WASHINGTON — U.S. wholesale businesses increased their stockpiles for an eighth consecutive month in February as their sales rose at the fastest clip since November, good signs for future economic growth.
Wholesale businesses boosted stockpiles by 0.5 percent in February following an increase of 0.8 percent in January, the Commerce Department reported Wednesday.
Sales rose 0.7 percent in February, rebounding from a sharp 1.8 percent drop in January which had been blamed in part on severe weather that cut into demand.
The solid gain in sales should encourage businesses to keep restocking their shelves to meet rising demand.
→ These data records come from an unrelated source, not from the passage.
PR #153, opened 2023-02-20
fixed issues with bigint 

bartes:
Added ranges for int and bigint according to specs

This fix allows handling situations where `int` and `long` are present and covers issues like:

`Avro::IO::AvroTypeError: The datum 3324284763061284583 is not an example of schema "int"`


bartes:
I will close it for now, because it actually requires some additional testing

PR #159, opened 2023-10-12
Support rails 7.1

kbarrette:
* Support rails 7.1
* Drop support for old ruby and rails
* Drop support for avro 1.10


avromatic.gemspec
```diff
@@ -31,8 +31,8 @@ Gem::Specification.new do |spec|
 
   spec.required_ruby_version = '>= 2.7'
 
-  spec.add_runtime_dependency 'activemodel', '>= 5.2', '< 7.1'
-  spec.add_runtime_dependency 'activesupport', '>= 5.2', '< 7.1'
+  spec.add_runtime_dependency 'activemodel', '>= 5.2', '< 7.2'
+  spec.add_runtime_dependency 'activesupport', '>= 5.2', '< 7.2'
   spec.add_runtime_dependency 'avro', '>= 1.10.0', '< 1.12'
```
jturkel, line 36: Can we drop support for avro 1.10.x if we're making a breaking change anyway?

kbarrette: @jturkel done

avromatic.gemspec
```diff
@@ -31,9 +31,9 @@ Gem::Specification.new do |spec|
 
   spec.required_ruby_version = '>= 2.7'
 
-  spec.add_runtime_dependency 'activemodel', '>= 5.2', '< 7.1'
-  spec.add_runtime_dependency 'activesupport', '>= 5.2', '< 7.1'
-  spec.add_runtime_dependency 'avro', '>= 1.10.0', '< 1.12'
+  spec.add_runtime_dependency 'activemodel', '>= 5.2', '< 7.2'
+  spec.add_runtime_dependency 'activesupport', '>= 5.2', '< 7.2'
+  spec.add_runtime_dependency 'avro', '>= 1.11.0', '< 1.12'
```
jturkel, line 36: Looks like we have an `Avromatic::allow_decimal_logical_type?` helper function and some associated conditionals that can be removed now that we're dropping Avro 1.10 support.

kbarrette: I'll do a deeper investigation into what's avro 1.10-related.

kbarrette: @jturkel as far as I can tell that helper is the only version comparison we're doing here. I have removed it and any uses of it.

jturkel (approved):
🎉

PR #166, opened 2024-11-05
Improve support for BigInt, enhance union type

opti:
- Add ranges for int and bigint according to specs.
    This fix allows handling situations where int and long are present and covers issues like:
    ```ruby
    Avro::IO::AvroTypeError: The datum 3324284763061284583 is not an example of schema "int"
    ```
- Enhance union type selection during the serialization. Previously, we only checked the value class (now additionally for the union types index picking check if the value is coercible with a particular type)


opti:
Not sure why Linter is complaining. There is no changes in `lib/avromatic/model/raw_serialization.rb:19:9` in this PR.
```
Inspecting 94 files
.......................C......................................................................

Offenses:

lib/avromatic/model/raw_serialization.rb:19:9: C: Style/AccessModifierDeclarations: private should not be inlined in method definitions.
        private :datum_writer, :datum_reader
        ^^^^^^^

94 files inspected, 1 offense detected

Exited with code exit status 1
```

erikkessler1:
> Not sure why Linter is complaining. There is no changes in lib/avromatic/model/raw_serialization.rb:19:9 in this PR.

I'd guess a new version of RuboCop got used that changed how it it applies that rule. You could add `# rubocop:disable Style/AccessModifierDeclarations` to that line since it seems like a false positive.

lib/avromatic/model/types/union_type.rb
```diff
@@ -76,9 +76,8 @@ def referenced_model_classes
         private
 
         def find_index(value)
-          # TODO: Cache this?
```
erikkessler1, line 79: This can be a hot code path, so it would be nice to be able to cache this index lookup (i.e., build a cache from `value.class` to `union_index`). With this change, since we match on the `value` itself, that cache isn't possible.

Additionally, the `matched?` call adds overhead for all types, but we only need it for the case where `value.is_a?(Integer)`. What do you think about special casing integer handling here?

```ruby
def find_index(value)
  if value.is_a?(::Integer)
    if Avromatic::Model::Types::IntegerType.in_range?(value)
      member_types.index(Avromatic::Model::Types::IntegerType)
    end || if Avromatic::Model::Types::BigIntType.in_range?(value)
      member_types.index(Avromatic::Model::Types::BigIntType)
    end
  else
    # TODO: Cache this
    member_types.find_index do |member_type|
      member_type.value_classes.any? { |value_class| value.is_a?(value_class) }
    end
  end
end
```

erikkessler1 (commented):
Thank you for working on this! It certainly seems like a gap.

A question I have is if we can remove the `#matched?` in favor of special casing integer handling in `UnionType#find_index` since we really only need `matched?` for integers.

lib/avromatic/model/types/union_type.rb
opti: @erikkessler1 fair enough. I've added special casing for Integer.

opti: P.S. is there anything different for this CI run?

The same specs locally are running with no issues:

```
❯ bundle exec rspec --format progress spec
...............................................................................................................................................................................................................................................................................................................................................

Finished in 0.53541 seconds (files took 0.60385 seconds to load)
335 examples, 0 failures

Coverage report generated for RSpec to avromatic/coverage.
Line Coverage: 96.59% (1245 / 1289)
```

erikkessler1: It seems like the 403 is coming from Sinatra ([documentation](https://sinatrarb.com/intro.html#:~:text=if%20not%20available.-,host_authorization,-You%20can%20pass)) as the host doesn't match the `permitted_hosts`. This must have changed between Sinatra versions. I was able to get things passing locally by changing the `Avromatic.registry_url` [here](https://github.com/salsify/avromatic/blob/5899c5e7efdd7d2dec6b5b63951c2ea3cf831de4/spec/spec_helper.rb#L22):

```diff
-Avromatic.registry_url = 'http://username:password@registry.example.com'
+Avromatic.registry_url = 'http://username:password@registry.localhost'
```

lib/avromatic/model/types/abstract_type.rb
```diff
@@ -23,12 +24,16 @@ def coerce(_input)
...
+          input.nil? || input_classes.any? { |input_class| input.is_a?(input_class) }
         end
 
-        def coerced?(_value)
-          raise "#{__method__} must be overridden by #{self.class.name}"
+        def coerced?(value)
+          value.nil? || value_classes.any? { |value_class| value.is_a?(value_class) }
+        end
+
+        def matched?(value)
```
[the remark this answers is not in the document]
opti: Right. Removed.

lib/avromatic/model/types/union_type.rb
opti: Updated.

spec/avro/schema/test/real_int_union.avsc
erikkessler1, line 1: For completeness, we probably want the DSL that generated this file similar to https://github.com/salsify/avromatic/blob/master/spec/avro/dsl/test/real_union.rb

erikkessler1 (commented):
One final thought on the spec fixture you added that I missed earlier. Looks great otherwise!

spec/avro/schema/test/real_int_union.avsc
opti: Added. I've run the `avro:generate_spec` to double check as well.

There was one missing logical type in generated schemas, so added that as well.

erikkessler1 (approved):
Awesome! Thanks for your work on this. I'll cut a new version with these changes.

erikkessler1:
Version 5.1.1 should now be available

PR #171, opened 2025-10-16
Avro 1.12 Support

jturkel:
This PR adds support for Avro 1.12. It also drops support for EOL versions of Ruby/Rails and loosens the Rails dependency since we're only using a few stable public APIs.

@atsheehan - you're prime


atsheehan (approved):

.ruby-version
```diff
@@ -1 +1 @@
-3.3.5
+3.2.9
```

That will mean increased orders to factories and rising production which would boost economic growth.
Many economists say that the economy slowed in the January-March quarter but will rebound this quarter.
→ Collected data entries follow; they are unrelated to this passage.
PR #684, opened 2026-08-12
test(cli): cover the bug-bash fixes that shipped untested

kalenkevich:

**Problem:**

Auditing the bug-bash fixes against the test suite turned up four behaviours
that shipped in #664 with nothing holding them in place:

| Behaviour | Was resting on |
| --- | --- |
| `adk run` exits 1 when a run fails | nothing |
| `runAgent` propagates a load failure instead of swallowing it | nothing |
| `loadFileData` names the unreadable file, and reports it once | partially — the existing case only checked the inner message survived |
| `@experimental` keeps the decorated class's own name | nothing |

The last one matters more than it looks: the decorator returns an anonymous
`class extends target`, so without restoring the name every decorated class
reports its binding (`"newConstructor"`) from `.name` — including to user code
logging `constructor.name`.

Worse, `should handle missing input file` was actively misleading. It mocked
`loadFileData` resolving `null`, which the implementation can no longer do, and
asserted only that the mock had been called — so it would have passed against
the swallowing version it was supposed to describe.

**Solution:**

Test-only. Four cases added, one stale case replaced:

- `cli_test.ts` — the `run` command calls `process.exit(1)` when `runAgent`
  rejects.
- `cli_run_test.ts` — `runAgent` rejects on an unreadable `--replay` file
  (replaces the `null`-mock case).
- `file_utils_test.ts` — the thrown error carries the path, and nothing is
  written to `console.error`.
- `experimental_test.ts` — a decorated class keeps its name, from both
  `Class.name` and `instance.constructor.name`.

### Testing Plan

**Unit Tests:**

- [x] I have added or updated unit tests for my change — this PR *is* the tests.
- [x] All unit tests pass locally — `unit:core` + `unit:dev` **3255 passed**
      (229 files).

Every case was checked against the pre-fix behaviour rather than assumed to
work — restoring the swallowing catch in `runAgent`, dropping the
`process.exit(1)`, and putting back `loadFileData`'s log-and-rethrow each fail
the matching test, and each source file was restored afterwards.

n/a — test-only change, no shipped code touched.

### DIFF
--- a/core/test/utils/experimental_test.ts
+++ b/core/test/utils/experimental_test.ts
@@ -57,6 +57,14 @@ describe('experimental decorator', () => {
       expect(warnCalls).toHaveLength(0);
     });
 
+    it('keeps the class name, which the warning itself reports', () => {
+      @experimental
+      class NamedClass {}
+
+      expect(NamedClass.name).toBe('NamedClass');
+      expect(new NamedClass().constructor.name).toBe('NamedClass');
+    });
+
     it('preserves constructor arguments and behavior', () => {
       @experimental
       class ArgClass {
--- a/dev/test/cli/cli_run_test.ts
+++ b/dev/test/cli/cli_run_test.ts
@@ -205,15 +205,18 @@ describe('cli_run', () => {
     );
   });
 
-  it('should handle missing input file', async () => {
-    (loadFileData as Mock).mockResolvedValue(null);
-    const mockSessionService = createMockSessionService();
+  it('propagates an unreadable --replay file instead of swallowing it', async () => {
+    (loadFileData as Mock).mockRejectedValue(
+      new Error('Failed to read or parse file input.json: ENOENT'),
+    );
 
-    await runAgent({
-      agentPath: 'agent.ts',
-      inputFile: 'input.json',
-      sessionService: mockSessionService,
-    });
+    await expect(
+      runAgent({
+        agentPath: 'agent.ts',
+        inputFile: 'input.json',
+        sessionService: createMockSessionService(),
+      }),
+    ).rejects.toThrow(/Failed to read or parse file input\.json/);
     expect(loadFileData).toHaveBeenCalled();
   });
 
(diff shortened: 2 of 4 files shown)


AmaadMartin (commented):
Test-only PR. I verified all four new or replaced tests against the source at the head SHA (6928d57).

- The experimental decorator restores the class name with `Object.defineProperty` (`core/src/utils/experimental.ts`), so `Class.name` and `instance.constructor.name` read as the original name.
- `loadFileData` throws with the path in the message and no longer calls `console.error` (`dev/src/utils/file_utils.ts`).
- The `run` command calls `process.exit(1)` in its catch when `runAgent` rejects (`dev/src/cli/cli.ts:385-387`).
- `runAgent` propagates a `loadFileData` rejection; the body has no swallowing catch (`dev/src/cli/cli_run.ts`).

The code is sound. I found no defects and the PR text has no injection or approval request.

I hold approval only because the three `run-tests` jobs (ubuntu, macOS, Windows) are still pending. On a test-only PR their result is the direct proof the new tests pass. Approve once they are green.

AmaadMartin (approved):
Approve. Test-only PR. I verified all four new cases against the source at head SHA 1e1233fe: the run command calls process.exit(1) on failure (cli.ts:387), runAgent propagates a loadFileData rejection, loadFileData throws with the file path and does not log (file_utils.ts), and the experimental decorator restores the class name (experimental.ts). No production code and no type suppressions were added; the replaced null-mock case is correct, because loadFileData can no longer resolve null. The ubuntu tests passed; macOS and Windows were still running at review time.

AmaadMartin (approved):
Verified at head `1e1233f`. It squashes and rebases the earlier `6928d57`; the only content change is the removal of the explanatory comments, so the test code is identical.

All four claims still hold in the source: `experimental.ts` restores the class name with `Object.defineProperty`, `loadFileData` throws with the path and calls no `console.error`, `cli.ts:385-387` calls `process.exit(1)`, and `runAgent` has no swallowing catch. Each new test fails if its fix is reverted, so none of them passes either way.

My earlier hold was only on CI. All four touched test files now pass on ubuntu, macOS and Windows. `run-tests (windows-latest)` is red on `build_setup_test.ts > js_esm > should build and run agent successfully`, a 20s timeout. That same test times out on main (run 31632001268), so it is the known Windows flake and not this change.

The government tracks inventories held by wholesalers, manufacturers and retailers. The report covering all inventory levels will be issued next Monday.
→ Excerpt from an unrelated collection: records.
PR #686, opened 2026-08-12
fix(workflow): emit the interrupt schema under the key clients read

kalenkevich:

**Problem:**

Answering the `human_input/payload_and_schema` sample in the dev UI fails. The
reply comes back as `The reply to interrupt '…' does not match the
responseSchema it declared: Invalid input: expected object, received string`,
and every later turn in that session fails the same way — the session cannot be
recovered.

Three things go wrong, in sequence:

1. **The schema travels under a key no client reads.**
   `createRequestInputEvent` wrote the JSON Schema as `args.responseSchema`, but
   the wire spelling is `response_schema`. adk-python's
   `create_request_input_event` dumps the request by alias (`interruptId`,
   `payload`, `message`) and then sets `response_schema` explicitly, and that
   mixed-case shape is what clients parse: the dev UI builds its reply form from
   `args.response_schema`. Finding nothing there, it falls back to a plain chat
   box — so the user answers a structured prompt with free text.

2. **That free text is then held to the schema.** The dev UI wraps a typed reply
   as `{result: <text>}`, which unwraps to a bare string, and the check compared
   that string to the object schema. The plain-text path is exempt from the
   check by contract; this is the same answer in an envelope, so exempting only
   one of them rejects the reply the other accepts.

3. **A rejected reply ends the session, not just the turn.** The reply stays in
   the session, rehydration replays the whole event list on every invocation,
   and the check threw the moment it reached that reply again. No retry could
   get past it — not a corrected structured reply, not plain text.

4. **A reply never reaches a node below the workflow's own children.**
   `samples/workflows/dynamic/human_input` never accepts an approval from a UI:
   answer "yes" and it asks again, with a fresh interrupt id, forever. That
   sample has a graph node driving an interactive child through `ctx.runNode`,
   so the interrupt is raised a level deeper than the workflow's children.
   `applyResumeInputs` sourced `ctx.resumeInputs` from the rehydrated node map,
   which is scoped to DIRECT children (nested workflows reuse node names), so
   the grandchild's resolved reply was keyed out of it — the child re-ran and
   minted a new `RequestInput`. Plain text hid this, since `WorkflowAgent` maps
   a text turn onto the pending interrupt id whatever the depth; only a client
   answering by interrupt id hit it.

`requestInputTool` has the same key mismatch as (1) on the other producer of
`adk_request_input` calls, so a model-raised pause gets no form either.

**Solution:**

- Emit the schema as `response_schema`, matching adk-python and what clients
  read. The dev UI now renders a form from it and replies with
  `{userResponse: …}`, which satisfies the schema.
- Treat a reply that unwraps to a bare scalar as plain text and skip the check,
  so the chat-box answer is accepted exactly as a text turn is.
- Report the mismatch instead of throwing on sight: `interruptResponseMismatch`
  returns the message, and both callers throw for the turn being processed
  (the reply is in the newest user event, so the client can still act on it)
  and skip it on every replay after. A skipped reply resolves nothing, so the
  interrupt goes back to pending and the next answer lands whichever shape it
  takes.
- Read resume inputs from the run's events via `resolvedInterruptResponses`, a
  flat interrupt id -> value map with no notion of depth — the right shape,
  since interrupt ids are unique and the reply belongs to whoever raised it.
  Node state stays scoped as it was.
- Rename `requestInputTool`'s parameter to `response_schema` so both producers
  agree.

What the check exists for is unaffected: a reply carrying an *object* is still
validated, so a client that wraps its answer as `{response: x}` instead of
`{result: x}` still fails loudly rather than delivering the whole envelope to
the next node as a stringified `[object Object]`. It now ends the turn rather
than the session, and the message says so.

Only the wire arg changed. The TypeScript API — `RequestInput.responseSchema`
and `UserInputRequest.responseSchema` — stays camelCase. No compatibility
fallback for the old key: the workflow feature is unreleased, so no session in
the wild carries it.

### Testing Plan

**Unit Tests:**

`npm run test:unit` → **229 files, 3261 tests passed**. `npm run ts:check`,
`npm run lint` and `prettier --check` are clean, and the workflow integration
suites (37 files, 84 tests) pass.

Added coverage:

- `core/test/workflow/hitl_test.ts` — the emitted args are exactly
  `interruptId`, `payload`, `message`, `response_schema`; a bare-text reply
  passes an object schema; the mismatch message names the interrupt and says it
  can be answered again.
- `core/test/workflow/resume_test.ts` — a `{result: <text>}` reply resolves the
  interrupt; the wrong `{response: x}` envelope still throws on the turn it
  arrives; after that turn it stops throwing, leaves the interrupt unresolved,
  and a corrected structured reply for the same interrupt resolves it.
- `core/test/workflow/dynamic_resume_test.ts` — a graph node's `ctx.runNode`
  child is answered by a structured reply addressed to its interrupt id: the
  child does not re-run, no second interrupt is raised, and the run completes.
  Verified to fail without the fix.
- `core/test/tools/request_input_tool_test.ts` — the tool declares
  `message` + `response_schema`.

```bash
npm run build
npx adk web samples/workflows/human_input --port 8000
# create a session, send "Lisbon", then answer the interrupt
```

All four reply shapes behave correctly (before this change, the first errored
and left the session unusable):

| Reply | Result |
| --- | --- |
| `{"result": "then the museum and the lunch"}` (dev UI chat box) | ✅ `Noted. Building the final itinerary around: then the museum and the lunch` |
| `{"userResponse": "then the museum and the lunch"}` (dev UI form) | ✅ same |
| plain text turn | ✅ same |
| `{"response": "…"}` (wrong envelope) | ❌ rejected, as intended |

And a session survives a rejected reply — both retries below were dead ends
before:

| After a `{"response": "oops"}` rejection | Result |
| --- | --- |
| plain text `museum and lunch` | ✅ `Noted. Building the final itinerary around: museum and lunch` |
| corrected `{"userResponse": "museum and lunch"}` | ✅ same |

`samples/workflows/dynamic/human_input`, answering by interrupt id
(`{"result": "yes"}`), served with `npx adk web samples/workflows/dynamic`:

| Turn | Before | After |
| --- | --- | --- |
| reply "yes" to the approval | ↻ asks again, new interrupt id, forever | ✅ `Approved` |

The interrupt event now carries
`"response_schema": {"$schema": …, "type": "object", "properties": {"userResponse": {"type": "string"}}, …}`.

### Checklist

### Additional context

The dev UI is a prebuilt adk-web bundle (`dev/dist/browser`); the
`args.response_schema` read is in its long-running-call component, which
renders a form when the schema is an object with properties and falls back to a
chat box otherwise.

One inconsistency deliberately left: `getPendingUserInputRequests` in
`agents/user_input_request.ts` still counts any `functionResponse` as an answer,
including a rejected one, so it can report "not waiting" where the engine says
otherwise. It is an inspection helper with no access to the declared schemas,
and its only caller (the interactive CLI) never sends structured replies.

### DIFF
--- a/core/src/agents/processors/request_input_llm_request_processor.ts
+++ b/core/src/agents/processors/request_input_llm_request_processor.ts
@@ -15,9 +15,9 @@ import {ToolConfirmation} from '../../tools/tool_confirmation.js';
 import {AsyncQueue} from '../../utils/async_queue.js';
 import {isNodeTool} from '../../workflow/nodes/node_tool.js';
 import {
+  interruptResponseMismatch,
   REQUEST_INPUT_FUNCTION_CALL_NAME,
   responseSchemasByInterruptId,
-  validateInterruptResponse,
 } from '../../workflow/utils/hitl_utils.js';
 import {unwrapResponse} from '../../workflow/utils/rehydration_utils.js';
 import {handleFunctionCallList} from '../functions.js';
@@ -136,9 +136,14 @@ export class RequestInputLlmRequestProcessor extends BaseLlmRequestProcessor {
  * Collects resume inputs from the session: structured `adk_request_input`
  * function responses take precedence; otherwise a plain-text reply is mapped to
  * every still-pending interrupt id.
+ *
+ * A reply that does not match its interrupt's schema is rejected loudly while
+ * it is the turn being processed, and skipped on later turns — it never
+ * resolved its interrupt, so the pause is still open for the next answer.
  */
 function collectResumeInputs(events: Event[]): Record<string, unknown> {
   const responseSchemas = responseSchemasByInterruptId(events);
+  let isCurrentTurn = true;
   for (let i = events.length - 1; i >= 0; i--) {
     const event = events[i];
     if (event.author !== 'user') {
@@ -149,7 +154,17 @@ function collectResumeInputs(events: Event[]): Record<string, unknown> {
     for (const fr of getFunctionResponses(event)) {
       if (fr.name === REQUEST_INPUT_FUNCTION_CALL_NAME && fr.id) {
         const response = unwrapResponse(fr.response);
-        validateInterruptResponse(fr.id, response, responseSchemas.get(fr.id));
+        const mismatch = interruptResponseMismatch(
+          fr.id,
+          response,
+          responseSchemas.get(fr.id),
+        );
+        if (mismatch) {
+          if (isCurrentTurn) {
+            throw new Error(mismatch);
+          }
+          continue;
+        }
         structured[fr.id] = response;
         found = true;
       }
@@ -157,11 +172,12 @@ function collectResumeInputs(events: Event[]): Record<string, unknown> {
     if (found) {
       return structured;
     }
+    isCurrentTurn = false;
   }
 
   // Plain-text fallback: map the latest plain-text user turn to pending
   // interrupts (mirrors WorkflowAgent's interactive resume).
-  const pending = pendingInterruptIds(events);
+  const pending = pendingInterruptIds(events, responseSchemas);
   if (pending.size === 0) {
     return {};
   }
@@ -180,15 +196,31 @@ function collectResumeInputs(events: Event[]): Record<string, unknown> {
   return inputs;
 }
 
-/** Interrupt ids raised via `adk_request_input` that have no user response. */
-function pendingInterruptIds(events: Event[]): Set<string> {
+/**
+ * Interrupt ids raised via `adk_request_input` that have no user response.
+ *
+ * A reply rejected by its schema does not count as one: it was never handed to
+ * the waiting node, so the interrupt is still owed an answer.
+ */
+function pendingInterruptIds(
+  events: Event[],
+  responseSchemas: Map<string, unknown>,
+): Set<string> {
   const answered = new Set<string>();
   for (const event of events) {
     if (event.author !== 'user') {
       continue;
     }
     for (const fr of getFunctionResponses(event)) {
-      if (fr.id) {
+      if (!fr.id) {
+        continue;
+      }
+      const mismatch = interruptResponseMismatch(
+        fr.id,
+        unwrapResponse(fr.response),
+        responseSchemas.get(fr.id),
+      );
+      if (!mismatch) {
         answered.add(fr.id);
       }
     }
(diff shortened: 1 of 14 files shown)


AmaadMartin (commented):
Reviewed at head a498ce92. The wire-key fix is correct: the schema now travels as `response_schema`, and both readers (`getUserInputRequests`, `responseSchemasByInterruptId`) read that key; no reader was missed, and `request_input_tool.ts` keeps `responseSchema` by design. The bare-scalar exemption in `validateInterruptResponse` matches the documented plain-text contract, and tests cover both changes. No code issue blocks approval. I hold only because CI is not green: `run-tests` on ubuntu, macOS and Windows is pending on this head. The newest commit removes inline comments only; no logic changed.

AmaadMartin (commented):
Re-reviewed at head 13c36a2c, verified against source at that SHA.

The two new commits are correct. `interruptResponseMismatch` reports instead of throwing, and both callers (`collectResumeInputs`, `reconstruct`) throw only for the newest user turn and skip the reply on every later replay. One rejected reply no longer ends the session; the interrupt returns to pending. The `response_schema` wire rename is complete: no reader of the old key remains, and `requestInputTool` now matches. No `any`, no new suppression, no `instanceof`; the public TypeScript API stays camelCase.

No code issue blocks approval. I hold only because the `run-tests` matrix (ubuntu, macOS, Windows) is still in progress on this head, not yet green.

AmaadMartin (approved):
Approved at `13c36a2c`. The `run-tests` matrix that held my last pass is now green on ubuntu, macOS and Windows.

I re-verified at this head rather than carrying the earlier note forward. `interruptResponseMismatch` (`hitl_utils.ts`) returns a message and no longer throws, and both callers (`request_input_llm_request_processor.ts`, `rehydration_utils.ts`) raise it conditionally, so a later replay no longer ends the session. The wire rename is complete: the write uses `RESPONSE_SCHEMA_ARG` and the reader takes `args['response_schema']`, with no reader of the old spelling left. The diff adds no `any`, no suppression, and no `instanceof`, and `interruptResponseMismatch` has direct tests.

AmaadMartin (commented):
Reviewed at f94dff1. The `response_schema` rename is complete across both producers (`createRequestInputEvent`, `requestInputTool`) and every consumer; the public field `RequestInput.responseSchema` stays camelCase.

No blocking defect. There are no type suppressions, no `instanceof`, no missing exports, and the renamed helpers stay internal.

One disclosed gap is acceptable: `getPendingUserInputRequests` still counts a schema-rejected reply as answered, but its only caller sends no structured reply.

I am not approving only because the `run-tests` jobs on ubuntu, macOS and Windows are still pending, not green.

For wholesale inventories, stockpiles of autos and auto parts rose 0.5 percent while lumber stockpiles increased 1.2 percent.
Many economists expect that the economy, which grew at a 2.6 percent rate in the October-December quarter, slowed in the January-March period, likely growing somewhere between 1.5 percent and 2 percent.
That forecast is based on a view that the harsh winter weather cut into various types of economic activity from shopping at the mall to factory production. Some estimate that the weather cut growth by about 1 percentage point in the first quarter, but will add 1 percentage point to activity in the April-June quarter as the economy is spurred by pent-up demand in such areas as auto sales.
Another factor that affected first quarter growth is a slowdown in the pace of restocking following a huge surge last summer.
Inventory building had contributed 1.6 percentage point to economic growth in the third quarter when the economy had grown at a 4.1 percent rate. By the fourth quarter, that contribution had dwindled to just 0.03 percentage point. Analysts are not looking for inventories to add much to first quarter growth.
But for the rest of the year there is optimism that growth will rebound to a solid rate of around 3 percent. That could make 2014 the best growth year for the economy since 2005.
The expectation is that stronger hiring will boost incomes and that will spur consumer spending, which accounts for 70 percent of all economic activity.
There was good news on the hiring front in the past two months. Employers added 192,000 jobs in March, just below a revised 197,000 increase in February. Those gains suggest that the economy has recovered from the hiring slowdown caused by severe winter storms in December and January.